The Internet Disability Application: Is it "Convenient" and "Time Saving"?

A person applying for Social Security Disability Insurance (SSDI) typically hasn't done it before. It's a new experience, and just getting organized is a challenge.

Some questions I would ask myself when applying include: what do I need to prove, what kind of information meets Social Security Administration (SSA) requirements, and how do I get answers to questions I can't figure out for myself.

SSA encourages people to use the Internet to make application. If I am offered a choice between applying for benefits with help from a live Social Security representative, or struggling alone through an unfamiliar Internet process when I don't feel good, I readily choose the live person - even if I have to go to an SSA office and wait.

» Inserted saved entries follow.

PR #3205, opened 2026-06-27
Resume classic remoting reader after failed handoff

### LINKED ISSUE #3206: Classic remoting passive read handoff can leave outbound reader stopped
### Problem

Classic remoting passive read handoff can leave the original outbound reader permanently stopped when the replacement read-only endpoint fails.

With `pekko.remote.classic.use-passive-connections = on`, an inbound association for an already-known remote UID causes the existing writable endpoint to stop reading from the outbound association. If the new read-only endpoint then fails during initialization or later terminates, there is no recovery path that resumes the original reader.

### Trigger Path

According to SSA, "Applying online for disability benefits offers several advantages:
  • You can start your disability claim immediately. There is no need to wait for an appointment;
  • You can apply from the convenience of your own home or on any computer; and
  • You avoid trips to a Social Security office, saving you time and money."
I wonder whether my home computer really is "convenient" when I don't know anything about the parameters of SSDI, haven’t used the government software before, have to rely on canned electronic instructions, and lack access to a trained person who is responsible for answering my questions correctly? 

Also, I am thinking about something else. SSA estimates that completing the i3368 disability report online takes 1½ hours (compared with 1 hour for the equivalent paper report). 1   That sounds like a long and complicated form.  

A little research showed me that 1 ½ hours may be too conservative an estimate of the time required: a few years ago the agency estimated it could take between 1 ½ and 3 hours to complete the i3368 (compared with 1 hour for the paper form). 2 That’s only one of several forms I must fill out to apply.

To sum up, I want a piece of paper in hand and a living well trained person to help me get it right if I am going to invest 1 ½ to 3 hours in one of several forms. I’ll leave the “convenient and time saving” Internet application process to people who prefer the digital world. What do you think?